The road to the governor’s office used to run through the desk that sits right around the corner: The state treasurer’s office. Bill Owens was state treasurer before he was elected governor, as was Roy Romer. The trend was broken last year when former Treasurer Mike Coffman was pushed out of the race for governor by Bob Beauprez, but we may be seeing the old road to the top being rebuilt.

Democrat Cary Kennedy was elected State Treasurer in November in a close race over former state Sen. Mark Hillman in a race that was a minor upset (particularly since Hillman was the interim Treasurer for several months when Coffman was serving in Iraq). She’s a policy wonk in the best sense of the word (whatever the word ‘wonk’ means, anyway) and she’s largely responsible for some of the most significant economic decisions in Colorado in the last couple of years. Kennedy was the architect behind the education funding measure Amendment 23, and she was chief of staff to House Speaker Andrew Romanoff when Referenda C&D were crafted.

In her first couple of months on the job, Kennedy has already made a strong impression, as a recent Q&A in the Rocky Mountain News notes:

[Bill] Ritter appointed Kennedy as one of three co-chairs of his blue-ribbon commission on transportation. Ritter — and nearly everyone else at the Capitol — also hailed Kennedy after she came up with a solution to a nearly $20 million shortfall in health care funding…

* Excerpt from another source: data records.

Issue #1155, opened 2019-07-23
Tally normalization must be >1.0 for MCNP output


gonuke:
It's not clear why the MCNP formatted tally writer requires that the tally normalization be >1.0 in order to generate the normalization card.  Shouldn't it always write a normalization card if the normalization is set?

gonuke:
Closed with #1156

PR #1156, opened 2019-07-23
Now add normalization tally card when normalization factor != 1

bam241:
Adds the tally card if normalisation != 1

this should address #1155

### DIFF
--- a/src/tally.cpp
+++ b/src/tally.cpp
@@ -466,7 +466,7 @@ std::string pyne::Tally::form_mcnp_tally(int tally_index,
   if (entity_size > 0.0)
     tally_stream << "SD" << tally_index << type << " " << entity_size << std::endl;
   
-  if (normalization > 1.0)
+  if (normalization != 1.0)
     tally_stream << "FM" << tally_index << type << " " << normalization << std::endl;
 
   return tally_stream.str();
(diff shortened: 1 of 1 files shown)


bam241:
is that the expected behavior ? @gonuke

gonuke:
Makes sense to me - probably should see if @makeclean had something else in mind originally?

gonuke (approved):
Thanks @bam241 - this LGTM - still hoping for some input from @makeclean - or I'll look to merge next week

makeclean:
Sorry for the delay! So the reason why it was originally > 0 is that a negative tally multiplier (in MCNP speak) means multiply by atomic density, I expect other MC codes have the similar side affects. I always figured that we would eventually have some infrastructure that would take care of knowing that the normalisation referred purely to the number of source particles per second, and then other code would know which cell the tally refers to, with knowledge of the atomic density, the type of tally, e.g. heat would eventually be able to deal with the edge cases. Therefore, the assumption here is that the normalisation should be greater than 0 since it refers to the true normalisation. 

What stopped progress dead (for me) is/was the limitation of Cubit groups, as an analyst one often wants better grouping of tallies for your down stream purpose. Now, of course with the right downstream infrastructure, one should usually be able to combine the tally data into whatever you want.

gonuke:
But the previous code was ">1" and not ">0"...

gonuke:
I think the issue of `!=1` vs `>1` is sufficiently vague and this seems more consistent.

Thanks @bam241

PR #1157, opened 2019-07-23
Add ebins in source.h5m

zxkjack123:
DO NOT MERGE!
This PR adds energy boundaries data into `source.h5m.

For PyNE R2S coupling with MCNP, the energy boundaries are stored in a text file `e_bounds`. Well, it will be useful if we put more information in the h5m file:
- Energy bins;
- Source data (already there);
- Total photon source intensities;
- Cooling time (s).

Adding these into the `source.h5m` will be useful for:
- Check the content of energy by `h5dump` to make sure right file is used;
- Read the energy bins and other data directly from h5m file.

TO DO:
- [ ] : add e_bins
- [ ] : add total photon source intensities
- [ ] : cooling time


pyne/r2s.py
```diff
@@ -222,3 +223,18 @@ def total_photon_source_intensity(m, tag_name, sub_voxel=False):
...
+    photon source file 'source_x.h5m'.
+    Parameters
+    ----------
+    filename : string
+        Filename of the 'source_x.h5m'.
+    e_bins : numpy array
+        Energy boundaries, unit: MeV.
+    """
+    with tb.open_file(filename, 'r+') as h5f:
+        h5f.create_array('/', 'energy_boundaries', obj=e_bins)
```
gonuke, line 248: should we put this deeper in the HDF hierarchy?  (perhaps other info should also be deeper??)

gonuke (commented):
Just a comment/question about where to put this in the HDF hierarchy.

This will be very useful for MCNP as well and we should look to read this into MCNP with the source sampling routines.

gonuke:
Have we documented the HDF5 hierarchy for source mesh files?  That might be useful to help us plan/ design how we add things

zxkjack123:
@gonuke No. I didn't find any documentation about the HDF5 hierarchy for source mesh files. I usually use `h5dump` to find out the place of the data I want. We should add that.

zxkjack123:
I original motivation of this PR is to add the `e_bounds` information for OpenMC. But I find that defining the `e_bounds` in openmc python API is a better way. 

Therefore, this PR is not longer valuable for OpenMC R2S.

But for DAG-MCNP purpose, I think we can define the energy boundaries in `rdum` rather than reading `e_bounds` file. Because reading `e_bounds` from external files (`e_bounds` or `source.h5m`), always requires extra code and API. I think it will be easier if we use native supported functions to get `e_bounds` information.

@gonuke How do you think about this change?

gonuke:
I definitely prefer to have the `e_bounds` info in the file.  Best practice suggests that you want to keep data like that tightly bound together.  If not, it because too easy for users to include the wrong `e_bounds` info in their input files.

gonuke:
The photon source data is tagged on a mesh via MOAB.  Can’t we use a MOAB tag for this data, also?

zxkjack123:
@gonuke We can, but the data of `e_bounds` will be repeated for many times.
@pshriwise Is there a MOAB tag works on the entire mesh, but not each mesh element?

gonuke:
You can put a sparse tag on the root set and it will only occur once - there are other examples in a typical H5M DAGMC geometry

gonuke:
Are you planning to change this to a sparse tag on the root set?

zxkjack123:
@gonuke I plan to write `e_bounds` and total photon source intensities as sparse tag on the root set. I will implement this change after the problem of PR of `activation_response` get fixed.

gonuke:
@zxkjack123 - what's the status here?  Will you continue this effort?

zxkjack123:
@gonuke Sorry for the late response. I can't work on this PR recently for some personal reasons. It's better to set is as deferred, or someone else could work on this if it's needed in a hurry.

zxkjack123:
This PR is replaced by #1341

Issue #1111, opened 2019-03-14
allow user to turn off void rejection in source sampling routine


gonuke:
In the source sampling routine included for MCNP, the second value on the `idum` card indicates how many times to reject a sample because it has been born in the void.  This is based on the origin of this sampling capability - sampling a photon source from activated material. 

However, if one wants to use those same routines to sample a mesh for other purposes - e.g. a neutron source in the "vacuum" of a plasma chamber, then it is not appropriate to reject the voids.

One simple solution is to use the second `idum` entry; if it's value is < 0 then void rejection is turned off.

zxkjack123:
Close it, as it has been resolved in PR #1158.

PR #1158, opened 2019-07-24
R2s allow turn off void rejection

zxkjack123:
As suggested in #1111 , this PR makes the changes to allow user turn off the void rejection.

Using the variable `idum(2)`:
- If it is a positive integer, the void rejection is turned on
- If it is a negtive integer, the void rejection is turned off

### DIFF
--- a/docs/usersguide/source_sampling.rst
+++ b/docs/usersguide/source_sampling.rst
@@ -226,11 +226,14 @@ groups used in the activation calculations. An "idum" card must be used
 in the MCNP5 input file. This card should have three arguments. The first is the
 sampling mode (0: DEFAULT_ANALOG, 1: DEFAULT_UNIFORM, 2: DEFAULT_USER,
 3: SUBVOXEL_ANALOG, 4: SUBVOXEL_UNIFORM, 5: SUBVOXEL_USER). The second is the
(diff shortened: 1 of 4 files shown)


docs/usersguide/source_sampling.rst
```diff
@@ -226,11 +226,14 @@ groups used in the activation calculations. An "idum" card must be used
...
-cell number, the source position is resampled within the selected mesh volume
-element until either a correct position is found, or this user-specified limit
-is researched. The third argument should specify the particle type: 1 for
+resample limit for void and cell rejections. If the second argument is set to
+be a postive integer, the void rejection will be applied, i.e., for a given
+particle, if a source position is selected in void (MCNP material 0) or in a
+cell that disagrees with the cell number, the source position is resampled
+within the selected mesh volume element until either a correct position is
+found, or this user-specified limit is researched. If the second argument is
+set to be a negtive integer (-1 is recommended), then the void rejection will
```
gonuke: What if we recommend 0 to turn it off.  This is more consistent with other usage, I think.

gonuke (commented):
Thanks @zxkjack123 - I thought this feature was already available?!?  Thanks for making sure that it is

gonuke:
Thanks @zxkjack123

PR #1322, opened 2020-08-20
[WIP] updating docs for VM

kkiesling:
This updates the docs for the VM for 0.7.0 release.

This is not quite ready yet- finishing the VM creation and then need to update name and links.

### DIFF
--- a/docs/install/vb.rst
+++ b/docs/install/vb.rst
@@ -4,7 +4,7 @@
 VirtualBox
 =================================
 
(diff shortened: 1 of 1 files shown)


gonuke:
Maybe this should just be changed to remove reference to the VM (at least for now?)

kkiesling:
do you suggest removing this page entirely or just unlinking it from the install page?

kkiesling:
addressed by #1348

PR #1324, opened 2020-08-20
Update conda install instruction

AI-Pranto:
Currently, `pyne` has several build options on `conda-forge` channel. 
```
conda install -c conda-forge pkg_name=version=build_string
```
will help users to install `pyne` with the specific build option.

### DIFF
--- a/CHANGELOG.rst
+++ b/CHANGELOG.rst
@@ -204,6 +204,7 @@ IMPORTANT: Python 2 is no longer supported as of this release.  Some packages ma
    * Fix broken links (#1311)
    * Update install instructions (#1238 & #1315)
    * Update New Developers Guide
+   * Update conda install instruction
 
 * Improvements in building and testing
    * require contributor to change CHANGELOG
--- a/CHANGELOG.rst
+++ b/CHANGELOG.rst
@@ -7,6 +7,10 @@ pyne Change Log
 Next Version
 ====================
 
+**Maintenance**
+
+* Documentation Changes
+   * Update conda install instruction. (#1324)
 
 v0.7.0
 ====================
@@ -204,7 +208,6 @@ IMPORTANT: Python 2 is no longer supported as of this release.  Some packages ma
    * Fix broken links (#1311)
    * Update install instructions (#1238 & #1315)
    * Update New Developers Guide
-   * Update conda install instruction
 
 * Improvements in building and testing
    * require contributor to change CHANGELOG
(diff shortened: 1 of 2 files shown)


CHANGELOG.rst
```diff
@@ -204,6 +204,7 @@ IMPORTANT: Python 2 is no longer supported as of this release.  Some packages ma
    * Fix broken links (#1311)
    * Update install instructions (#1238 & #1315)
    * Update New Developers Guide
+   * Update conda install instruction
```
gonuke: We have made the 0.7.0 release, so this changelog entry should now come near the top of the file under the "Next Version" heading.

Also, please include a reference to this pull request number in parentheses.

docs/install/conda.rst
```diff
@@ -14,9 +14,24 @@ option when installing conda.
 --------------------------
 Binary Package (For Users)
 --------------------------
+
+To list all of the versions of PyNE available on `conda-forge
+<https://conda-forge.github.io/>`_ channel, in your terminal window run::
+
+    conda search -c conda-forge pyne
+
 Binary distributions of the latest release for mac and linux (64-bit)
```
gonuke: We will not have mac versions available immediately.  This should probably be corrected.

docs/install/conda.rst
```diff
@@ -14,9 +14,24 @@ option when installing conda.
...
+
 Binary distributions of the latest release for mac and linux (64-bit) 
 using the conda package manager can be installed by running the command::
 
     conda install -c conda-forge pyne
 
+If you want to install PyNE with the correct package specification, try
+``pkg_name=version=build_string``.
+
+For example, if you want to install ``pyne version=0.7.0`` with build option ``moab_openmc_py36he21c9c4_1``, you would enter::
```
gonuke: It may be more interesting to users to use wild card on specifying the build options.  That is, a user may know that they want a version with moab and openmc, but don't care about the hash or python version.  Therefore, they might install as:
` conda install -c conda-forge pyne=0.7.0=moab_openmc*`

gonuke (changes requested):
Thanks for this contribution @AI-Pranto.  We are in the process of finalizing the conda-forge builds for the recent release and will need to update the documentation.  This is a good start, but we are not entirely sure how the documentation will change.

CHANGELOG.rst
AI-Pranto: What will be the name of the next version @gonuke? `0.7.1`?

gonuke: That's not clear, but we can leave the header as "Next Version" until that is decided.  I expect it will be 0.7.1, but until we have a release candidate, we'll continue to refer to is as "Next Version"

gonuke (approved):

gonuke:
Thanks for this contribution @AI-Pranto

PR #1326, opened 2020-08-23
Update version numbers for release 0.7.1

alexmalins:
It looks like the version numbers didn't get updated from 0.5.11 to 0.7.0 with the latest release. This means `pyne.__version__` reports the old number. This PR changes the version numbers in the code to 0.7.0. Not sure if this is how you want to catch this or if you just want to update to an appropriate number at the time of the next release.

### DIFF
--- a/.github/ISSUE_TEMPLATE/bug-report.md
+++ b/.github/ISSUE_TEMPLATE/bug-report.md
@@ -24,7 +24,7 @@ Note, please do not include screenshots or snippets of code that is export contr
 
 **Please complete the following information regarding your system:**<br/>
  - OS: [e.g. ubuntu Linux]
- - PyNE Version: [e.g. 0.7.0]
+ - PyNE Version: [e.g. 0.7.1]
  - Versions of dependencies installed with: [e.g. HDF5 1.10]
 
 **Additional Context**<br/>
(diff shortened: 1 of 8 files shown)


gonuke:
thanks @alexmalins - I thought I had looked for this, but I guess I failed!

Now I'm trying to figure out how to wrap my head around which version this should be...  kind of like time travel

gonuke:
Maybe we update this to `0.7.1` and do a microrelease immediately

alexmalins:
Yes, possible options are i) delete the old release, merge the correct numbers and re-release as `0.7.0`, ii) go with a `0.7.1` microrelease now, or iii) just catch this at the time of the next planned release. I'm happy to do whatever the project decides is best and will update/change this PR as and when is required.

gonuke:
We'll be doing a microrelease soon because of changes that were needed for downstream purposes, so let's just go with that. Thanks!

gonuke:
In case my previous message wasn't clear, let's update the version string to 0.7.1 in advance of that microrelease.

alexmalins:
@gonuke Ok, it should be good to go now!

gonuke:
Thanks for catching all these @alexmalins - will hopefully have the microrelease soon

PR #1327, opened 2020-08-28
move join_to_string declaration in the header

bam241:
Clang didn't like to the way the declaration of `join_to_string` was...

Moving everything int header fixed it....

this is required to amalgamated PyNE and compile it with `clang`. see svalinn/DAGMC#700

### DIFF
--- a/src/utils.h
+++ b/src/utils.h
@@ -131,7 +131,24 @@ namespace pyne {
 
   // join the vector element into a string, each values will be delimited ny the delimiter
   template<typename T>
-  std::string join_to_string(std::vector<T> vect, std::string delimiter = " ");
+  std::string join_to_string(std::vector<T> vect, std::string delimiter = " "){
+    std::stringstream out;
+    out << std::setiosflags(std::ios::fixed) << std::setprecision(6);
+    
+    // ensure there is at least 1 element in the vector
+    if (vect.size() == 0)
+      return out.str();
+    // no delimiter needed before the first element
+    out << vect[0];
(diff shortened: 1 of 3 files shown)


src/utils.h
```diff
@@ -131,7 +131,24 @@ namespace pyne {
...
+    // no delimiter needed before the first element
+    out << vect[0];
+    for( int i = 1; i < vect.size(); i++)
+      out << delimiter << vect[i];
+    return out.str();
+  };
+  template std::string join_to_string(std::vector<int> vect,
+                                      std::string delimiter);
+  template std::string join_to_string(std::vector<double> vect,
+                                  std::string delimiter);
```
pshriwise:
```suggestion
  template std::string join_to_string(std::vector<double> vect,
                                      std::string delimiter);
```

pshriwise (changes requested):
Very small style change, but then I think this good to go.

gonuke (approved):
Seems OK to me, but I wish I understood why....

gonuke:
Thanks @bam241

bam241:
@gonuke

I did not read it yet, but here is what @pshriwise told me on slack:
```
This has a pretty good explanation of why it's best to put 
templates in the header file. 
http://www.cs.technion.ac.il/users/yechiel/c++-faq/templates-defn-vs-decl.html


I think gcc is smart enough to add that template definition to 
the header file's translation unit (as if it were an inline'd 
function) but clang apparently isn't

```

PR #1330, opened 2020-09-01
Allowing MaterialLibrary to behave like an unordered_map

bam241:
this add most the the `unodered_map` API to the MaterialLibrary front-end.

this API link directly to the nested unordered_map (the material_library) to simplify calls.

### DIFF
--- a/CHANGELOG.rst
+++ b/CHANGELOG.rst
@@ -7,6 +7,9 @@ pyne Change Log
 Next Version
 ====================
 
+**New Capabilities**
+   * Adding unordered_map like API to MaterialLibrary pointing directly to the nested unordered_map
+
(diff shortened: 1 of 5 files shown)


bam241:
FYI svalinn/dagmc#700 is using this new API successfully

gonuke:
Are there ways to expose the new methods to Python and test that way???

bam241:
maybe partially, I'll try something

bam241:
@gonuke this is not a perfect test, but now Python uses the frontend iterator from MaterialLibrary instead of getting the `unordered_map` object first

gonuke:
thanks @bam241 - I think this is best we can do for now with testing.

PR #1334, opened 2020-09-10
Now adds number material when added to a MaterialLibrary

bam241:
this change the behavior of  the `add_material()` of the `MaterialLibrary`, if no number were associated to the material :
- before: a number was found and used to name the material if it had no name (the number was not attributed
to the material)
- now: a number is found and attributed to the material if it has none...

### DIFF
--- a/CHANGELOG.rst
+++ b/CHANGELOG.rst
@@ -7,7 +7,8 @@ pyne Change Log
 Next Version
 ====================
 
-
+**Change**
+   * Now attribute a number to material when adding them into a material library (#1334)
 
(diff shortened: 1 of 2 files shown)


bam241:
this should solve all the material number problem experienced with uwuw preproc.
we don't need to update the `nuc_data.h5` as numbers would be attributed on library loading.

We could update the `nuc_data.h5` to ensure compatibility of uwuw preprocessing with `0.7.1`

gonuke (approved):
Thanks @bam241 - LGTM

…The running debate in this building is who’s smarter, you or Andrew Romanoff. Which is it?

Definitely Andrew. (Romanoff’s rebuttal: “Definitely Cary. I was just smart enough to hire her.”)

Kennedy is smart – she has an MPA from Columbia University and a law degree from the University of Denver – and has a quick wit in much the same manner as Romanoff. Her ascension to one of the top jobs in Colorado makes her a true rising star in Democratic circles, and she could be poised to run for governor in 2014. But to get there she’ll have to first overcome one of the problems that blocked Coffman’s rise to governor: An interesting public persona.

Coffman is a relatively dull personality, which makes it hard for him to win a big race where the media is playing close attention. I think Kennedy also comes off a little dull because of her policy wonkiness, but she’ll grow into her public persona. If she does, she’ll be a favorite to be the next Democratic candidate for governor.